Sergej Prokofieff verabschiedet sich aus dem Vorstand

"In Absprache mit meinen Vorstandskollegen habe ich mich entschlossen, ab der kommenden Generalversammlung (2013) den Status eines emeritierten Vorstandsmitglieds anzunehmen. Dies wird in meiner Situation bedeuten, dass ich nicht nur keine Tätigkeit im Goethe­anum ausführen (so wie es ja in den vergangenen beiden Jahren bereits der Fall war), sondern auch auf jegliche Art interner Information und auf allen Schriftverkehr verzichten werde. Mein Name wird dann auf keinen Mitteilungen und Dokumenten des Vorstands mehr erscheinen."

Der seinerseits stets umstrittene (hier ein aktueller Beitrag bei den Egoisten) Prokofieff, der sich 2009 gegen den Einfluss von Judith von Halle ausgesprochen hatte, verabschiedet sich in einem offenen Brief aus seiner offiziellen Vorstandsarbeit. Seine Vorstandspräsenz, Vortragstätigkeit sowie die Korrespondenz stellt er ein, nicht aber seine Publikationen.
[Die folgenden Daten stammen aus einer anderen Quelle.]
PR #557, opened 2022-09-30
Generate embed codes for Tobira directly instead of for the Opencast player

### LINKED ISSUE #524: Change generated embed code to embed Tobira's own player instead of Opencast's

JulianKniephoff:
Wow, this took way too long. I got super hung up on how exactly to factor this. Turns out: Suddenly being embedded in an iframe breaks **a lot** of assumptions throughout all our components. In the end, after a long and painful deliberation process, I opted to mostly make the embedded stuff independent of all the rest. I made some obvious refactorings to reuse at least some stuff, but there is also a lot of (additional) duplication, now. (And looking through a lot of the code for this again, that's already somewhat true before this PR, so maybe it's not actually that bad.)

One argument for why this might be okay is that this is a rather ad hoc feature: We only want this to have the nice "stream will start whenever" view when you embed videos from Tobira. However, I think that's actually Paellas responsibility, so maybe we can even take out this code again at some point. On the other hand I also thought about extending the feature to being able to embedding other things, but if we really want that, I think we will have to rethink some of the choices I made here, so I'm kinda betting on us not wanting that. :thinking: 

So what this means concretely is that there is exactly one route now that can be embedded. And in fact, trying to embed other routes will elicit an error. Components don't know about being embedded or not. The whole thing works by the embed-route just pasting together preexisting or factored-out components, or just flat out duplicating some.

The only exception to this is the global error boundary, which lives outside of the router. So if we want that to look nice in an iframe as well, it has to know whether it's embedded or not, instead of just relying on routing logic.

Anyway, I'm glad this is (mostly) over with, now. :weary: 

## Meta

Closes #524.

Based on #554.

Can and should be reviewed commit by commit, which should also make clear when/how/what the whole thing does.

Note that the last commit is for demo/testing purposes only and should be removed before this is merged.


frontend/src/layout/Root.tsx
```diff
@@ -147,9 +153,7 @@ export const RootLoader = <Q extends QueryWithUserData>({
...
     const userData = useFragment(userDataFragment, data);
 
-    return (
-        <UserProvider data={userData?.currentUser}>
-            <Root nav={nav(data)}>{render(data)}</Root>
-        </UserProvider>
-    );
+    return <UserProvider data={userData?.currentUser}>
+        <Root nav={nav(data)}>{render(data)}</Root>
+    </UserProvider>;
```
LukasKalbertodt, line 158: Mhpf. Throughout the codebase we use extra parens if the starting tag is not trivial.

frontend/src/routes/Video.tsx
```diff
@@ -233,7 +233,6 @@ type Props = {
 
 const VideoPage: React.FC<Props> = ({ eventRef, realmRef, basePath }) => {
     const { t } = useTranslation();
-    const rerender = useForceRerender();
```
LukasKalbertodt, line 236: That change aint good. I put it here specifically to redraw more than just the player. It's also about the time/date information below the player (i.e. in the `<Metadata>` component). For the video block it's probably fine to do it only in the Player, but here we specifically need to rerender the whole player page.

frontend/src/ui/player/index.tsx
```diff
@@ -66,24 +65,51 @@ export const Player: React.FC<PlayerProps> = ({ event, className }) => {
         return () => handles.forEach(clearTimeout);
     });
 
+    return <Suspense fallback={<PlayerFallback image={event.syncedData.thumbnail} />}>
```
LukasKalbertodt, line 68: Non-trivial starting tag... add parens?

frontend/src/routes/Embed.tsx
```diff
@@ -0,0 +1,93 @@
...
+                    startTime
+                    endTime
+                    duration
+                    thumbnail
+                    tracks {
+                        uri
+                        flavor
+                        mimetype
+                        resolution
+                    }
```
LukasKalbertodt, line 37: One line? :D

frontend/src/routes/Embed.tsx
```diff
@@ -91,3 +91,24 @@ const Embed: React.FC<EmbedProps> = ({ queryRef }) => {
...
+    if (url.pathname.startsWith("/~embed/")) {
+        return null;
+    }
+
+    return {
+        render: () => <PlayerPlaceholder>
+            <FiAlertTriangle />
+            <div><Translation>
+                {t => t("embed.not-supported")}
+            </Translation></div>
```
LukasKalbertodt, line 123:
```
<div>
    <Translation>{t => t("embed.not-supported")}</Translation>
</div>
```

I don't like having two opening tags in the same line.

frontend/src/routes/Embed.tsx
```diff
@@ -53,7 +53,7 @@ export const EmbedVideoRoute = makeRoute(url => {
     const queryRef = loadQuery<EmbedQuery>(query, { id: eventId });
 
     return {
-        render: () => <Suspense fallback={
+        render: () => <ErrorBoundary><Suspense fallback={
```
LukasKalbertodt, line 56: As above: I don't like this formatting, please add a newline before `<Suspense>`. I'm also pretty sure we don't have this style anywhere in the codebase already.

frontend/src/routes/Embed.tsx
```diff
@@ -124,3 +124,18 @@ export const BlockEmbedRoute = makeRoute(url => {
...
+    public render(): ReactNode {
+        if (!this.state.error) {
+            return this.props.children;
+        }
+
+        return <PlayerPlaceholder>
+            <FiAlertTriangle />
+            <div><Translation>
+                {t => t("errors.embedded")}
+            </Translation></div>
```
LukasKalbertodt, line 138: Style as above

frontend/src/i18n/locales/en.yaml
```diff
@@ -402,3 +402,5 @@ api-remote-errors:
     not-logged-in: You have to be logged in to perform this action.
     not-a-moderator: You have to be a moderator to perform this action.
 
+embed:
+  not-supported: This page can't be embedded
```
LukasKalbertodt, line 407: No newline at end of file. Same for `de.yaml`

frontend/src/routes/Video.tsx
```diff
@@ -354,17 +354,12 @@ const EmbedCode: React.FC<EmbedCodeProps> = ({ event: { opencastId: id } }) => {
...
         `style="${[
             "border: none;",
             "width: 100%;",
             "aspect-ratio: 16/9;",
         ].join(" ")}"`,
         'name="Player"',
-        'scrolling="no"',
-        'frameborder="0"',
-        'marginheight="0px"',
-        'marginwidth="0px"',
```
LukasKalbertodt, line 368: Ok but... are all these things the default in new browsers? If not, shouldn't they be replaced with anything? Like `allow="fullscreen"` or sth?

LukasKalbertodt (changes requested):
Overall the approach makes sense to me and I don't think its too much code duplication. The refactorings also make sense to me. Good jobs keeping atomic and understandable commits, made the review a lot easier I think.

I have not tested it yet, that will be in an additional comment.

I did find a few things that should still be fixed tho. (This review does not include the first three commits which are part of a different PR)

frontend/src/routes/Video.tsx
JulianKniephoff: * I added `allow="fullscreen"`
* `frameborder` has its alternative in the CSS (`border: none;`)
* `scrolling` is `auto` by default, so as long as we make sure the content fits in the `iframe` it shouldn't be necessary. And in fact I think it's better to allow scrolling in case we fail to make sure, but it's not a hard preference. What do you think?
* `margin{width,height}` are actually discouraged because they modify the embedded page. (The CSS equivalent would be to set the `margin` of the embedded page's `body`.)

LukasKalbertodt:
> My thinking was mostly: Don't give people crazy ideas. I could imagine this leading to unintended use cases and absurd requirements.

Ok sure, then let's just disallow it for now, it's fine :shrug:

frontend/src/routes/Video.tsx
JulianKniephoff: Makes sense. I pushed another commit.

LukasKalbertodt (approved):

Im aktuellen Heft der "Mitteilungen aus der anthroposophischen Arbeit in Deutschland" (S. 3) hatte man gerade noch der Hoffnung Ausdruck gegeben, die Konflikte um die Ausrichtung der Vorstandsarbeit mögen beigelegt werden:

"Im Mittelpunkt stand dabei die Auseinandersetzung im Goetheanum-Vorstand um eine sachgemäße und tragfähige Entwicklungsrichtung der Allgemeinen Anthroposophischen Gesellschaft. Durch seinen Beitrag an der letztjährigen Generalversammlung hatte  Sergej Prokofieff eine Kontroverse kenntlich gemacht, welche die Zusammenarbeit im Vorstand schwierig mache. Später war das durch eine Veröffentlichung der dargestellten Inhalte unter dem Titel «Wie stehen wir heute vor Rudolf Steiner?» über den Teilnehmerkreis der Generalversammlung hinaus bekannt geworden.Der dadurch unübersehbar gewordene Gegensatz spiegelte sich rasch durch Polarisierungserscheinungen in der Mitgliedschaft. Einzelne Protagonisten riefen zu Versammlungen auf, in denen ein «Unfall» der Anthroposophischen Gesellschaft konstatiert und nach Notärzten gerufen wurde, welche die Unfallopfer zu retten vermöchten."

Kommentare

  1. Was wichtig ist,aber oben nicht zitiert ist was Prokofieff schreibt ueber seine Gesundheit. Nun hat es der Anschein durch dieses nebeneinander stellen von zwei Berichte das etwas anderes der Hauptsache sein konnte des Beschluss von Prokofieff. Was natuerlich auch nicht aus zu schliessen waere.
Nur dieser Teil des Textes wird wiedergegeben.